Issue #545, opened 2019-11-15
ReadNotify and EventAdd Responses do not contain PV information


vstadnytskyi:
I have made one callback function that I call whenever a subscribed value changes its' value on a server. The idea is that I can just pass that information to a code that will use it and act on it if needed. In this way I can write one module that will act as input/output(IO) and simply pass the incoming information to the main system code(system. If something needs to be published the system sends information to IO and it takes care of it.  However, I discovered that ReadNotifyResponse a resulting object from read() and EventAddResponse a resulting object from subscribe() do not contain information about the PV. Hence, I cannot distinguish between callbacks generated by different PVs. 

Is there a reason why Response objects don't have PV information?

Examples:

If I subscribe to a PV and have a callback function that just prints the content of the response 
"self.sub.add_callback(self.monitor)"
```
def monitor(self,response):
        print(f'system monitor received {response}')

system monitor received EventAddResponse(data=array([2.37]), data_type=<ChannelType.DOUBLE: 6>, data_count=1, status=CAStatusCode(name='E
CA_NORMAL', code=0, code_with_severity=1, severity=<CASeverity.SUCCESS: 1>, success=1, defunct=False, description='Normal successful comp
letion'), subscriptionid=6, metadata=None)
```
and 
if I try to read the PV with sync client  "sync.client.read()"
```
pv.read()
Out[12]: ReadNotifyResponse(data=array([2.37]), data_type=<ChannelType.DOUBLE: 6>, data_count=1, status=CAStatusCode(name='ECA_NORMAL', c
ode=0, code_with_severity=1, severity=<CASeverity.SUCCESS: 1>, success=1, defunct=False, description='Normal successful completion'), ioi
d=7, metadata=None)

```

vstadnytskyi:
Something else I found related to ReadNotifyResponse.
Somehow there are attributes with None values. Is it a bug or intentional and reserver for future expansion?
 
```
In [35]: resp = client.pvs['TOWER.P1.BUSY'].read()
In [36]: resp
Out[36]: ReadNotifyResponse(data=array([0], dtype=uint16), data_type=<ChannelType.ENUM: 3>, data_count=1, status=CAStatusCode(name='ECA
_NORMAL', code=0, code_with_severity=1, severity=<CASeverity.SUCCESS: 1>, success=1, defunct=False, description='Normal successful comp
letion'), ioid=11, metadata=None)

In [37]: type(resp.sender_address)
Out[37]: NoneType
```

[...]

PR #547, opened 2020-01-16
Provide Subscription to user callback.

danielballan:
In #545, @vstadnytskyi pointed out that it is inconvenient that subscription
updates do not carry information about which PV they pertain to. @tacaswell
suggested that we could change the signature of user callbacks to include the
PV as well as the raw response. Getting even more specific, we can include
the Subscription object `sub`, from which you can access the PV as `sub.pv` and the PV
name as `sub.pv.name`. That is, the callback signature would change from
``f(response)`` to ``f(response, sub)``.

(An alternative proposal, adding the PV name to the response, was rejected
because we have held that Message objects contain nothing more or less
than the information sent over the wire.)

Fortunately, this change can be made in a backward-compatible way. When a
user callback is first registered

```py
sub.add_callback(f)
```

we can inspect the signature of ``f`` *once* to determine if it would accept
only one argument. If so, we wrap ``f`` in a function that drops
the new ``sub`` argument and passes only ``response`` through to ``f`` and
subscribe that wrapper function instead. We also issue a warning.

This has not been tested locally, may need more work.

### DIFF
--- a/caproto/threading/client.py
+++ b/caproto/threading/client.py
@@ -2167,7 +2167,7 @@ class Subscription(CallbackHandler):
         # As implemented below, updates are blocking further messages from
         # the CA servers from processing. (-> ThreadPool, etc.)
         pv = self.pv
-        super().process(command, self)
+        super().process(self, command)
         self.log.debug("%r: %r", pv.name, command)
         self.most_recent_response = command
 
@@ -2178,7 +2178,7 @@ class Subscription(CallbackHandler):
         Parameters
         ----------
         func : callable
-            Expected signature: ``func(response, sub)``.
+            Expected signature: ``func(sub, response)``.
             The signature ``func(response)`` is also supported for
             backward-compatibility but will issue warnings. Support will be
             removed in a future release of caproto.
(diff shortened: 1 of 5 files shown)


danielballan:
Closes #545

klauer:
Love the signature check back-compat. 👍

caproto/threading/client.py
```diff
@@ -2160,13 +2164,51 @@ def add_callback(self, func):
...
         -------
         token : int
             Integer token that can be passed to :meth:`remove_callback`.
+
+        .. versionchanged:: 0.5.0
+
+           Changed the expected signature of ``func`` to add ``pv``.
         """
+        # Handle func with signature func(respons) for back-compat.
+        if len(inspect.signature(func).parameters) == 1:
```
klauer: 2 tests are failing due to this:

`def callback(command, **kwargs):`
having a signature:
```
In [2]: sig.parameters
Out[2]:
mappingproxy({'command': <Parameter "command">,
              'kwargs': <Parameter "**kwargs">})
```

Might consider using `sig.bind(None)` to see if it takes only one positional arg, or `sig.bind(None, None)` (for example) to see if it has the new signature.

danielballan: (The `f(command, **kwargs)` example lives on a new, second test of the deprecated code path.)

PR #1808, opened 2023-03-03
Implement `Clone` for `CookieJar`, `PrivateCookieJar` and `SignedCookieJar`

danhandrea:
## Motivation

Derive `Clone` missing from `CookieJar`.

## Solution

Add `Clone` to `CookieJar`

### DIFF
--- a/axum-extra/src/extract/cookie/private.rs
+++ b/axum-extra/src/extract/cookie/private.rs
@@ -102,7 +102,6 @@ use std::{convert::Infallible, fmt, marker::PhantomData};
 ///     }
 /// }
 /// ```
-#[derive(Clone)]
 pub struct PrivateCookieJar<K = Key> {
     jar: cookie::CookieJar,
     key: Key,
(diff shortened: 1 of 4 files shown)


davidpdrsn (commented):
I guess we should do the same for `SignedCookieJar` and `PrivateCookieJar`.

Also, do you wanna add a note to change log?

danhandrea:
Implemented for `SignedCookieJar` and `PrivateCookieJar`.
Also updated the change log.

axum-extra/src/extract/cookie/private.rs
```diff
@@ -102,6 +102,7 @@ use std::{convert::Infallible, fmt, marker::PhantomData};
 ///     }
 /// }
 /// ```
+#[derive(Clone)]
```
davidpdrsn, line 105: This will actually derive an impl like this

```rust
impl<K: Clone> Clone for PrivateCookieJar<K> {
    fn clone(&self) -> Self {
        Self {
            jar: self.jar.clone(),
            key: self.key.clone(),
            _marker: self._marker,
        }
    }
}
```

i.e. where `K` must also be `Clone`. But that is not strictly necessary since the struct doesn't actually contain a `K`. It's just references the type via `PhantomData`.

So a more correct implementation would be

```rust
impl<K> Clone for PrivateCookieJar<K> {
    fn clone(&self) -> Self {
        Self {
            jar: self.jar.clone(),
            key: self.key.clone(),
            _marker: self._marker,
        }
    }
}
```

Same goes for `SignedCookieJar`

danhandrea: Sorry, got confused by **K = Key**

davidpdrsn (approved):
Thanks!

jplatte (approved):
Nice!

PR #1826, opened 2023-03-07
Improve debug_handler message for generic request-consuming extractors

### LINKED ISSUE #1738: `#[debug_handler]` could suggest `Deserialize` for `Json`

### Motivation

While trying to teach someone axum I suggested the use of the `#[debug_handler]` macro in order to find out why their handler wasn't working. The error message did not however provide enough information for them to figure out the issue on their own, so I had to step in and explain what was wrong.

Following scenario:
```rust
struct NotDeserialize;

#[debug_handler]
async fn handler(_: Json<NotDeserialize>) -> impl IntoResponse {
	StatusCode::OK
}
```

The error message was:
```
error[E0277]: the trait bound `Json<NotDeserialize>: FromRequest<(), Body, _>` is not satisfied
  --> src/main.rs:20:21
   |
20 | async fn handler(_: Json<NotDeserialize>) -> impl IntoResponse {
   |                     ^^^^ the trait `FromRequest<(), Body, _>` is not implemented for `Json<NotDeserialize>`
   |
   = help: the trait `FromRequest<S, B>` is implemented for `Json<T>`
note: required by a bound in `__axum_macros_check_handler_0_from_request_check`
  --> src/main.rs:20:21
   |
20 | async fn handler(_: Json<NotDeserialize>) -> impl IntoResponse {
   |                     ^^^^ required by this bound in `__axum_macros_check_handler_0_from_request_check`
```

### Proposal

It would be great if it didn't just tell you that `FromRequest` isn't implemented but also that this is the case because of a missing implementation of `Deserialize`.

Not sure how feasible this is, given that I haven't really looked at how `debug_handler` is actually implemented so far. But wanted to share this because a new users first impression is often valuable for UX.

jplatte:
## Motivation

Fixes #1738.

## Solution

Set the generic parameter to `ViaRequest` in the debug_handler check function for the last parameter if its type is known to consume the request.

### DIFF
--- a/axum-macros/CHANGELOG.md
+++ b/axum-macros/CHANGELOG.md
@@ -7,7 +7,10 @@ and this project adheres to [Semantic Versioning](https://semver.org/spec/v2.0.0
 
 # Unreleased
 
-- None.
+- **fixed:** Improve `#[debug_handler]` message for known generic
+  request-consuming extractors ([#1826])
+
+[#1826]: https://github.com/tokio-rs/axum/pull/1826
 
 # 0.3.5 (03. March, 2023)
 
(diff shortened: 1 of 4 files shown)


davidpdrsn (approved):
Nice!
★ ★ ★
Where a line above holds the string "PhantomData", show that line.

### Solution for this task
@@ -102,7 +102,6 @@ use std::{convert::Infallible, fmt, marker::PhantomData};
@@ -102,6 +102,7 @@ use std::{convert::Infallible, fmt, marker::PhantomData};
i.e. where `K` must also be `Clone`. But that is not strictly necessary since the struct doesn't actually contain a `K`. It's just references the type via `PhantomData`.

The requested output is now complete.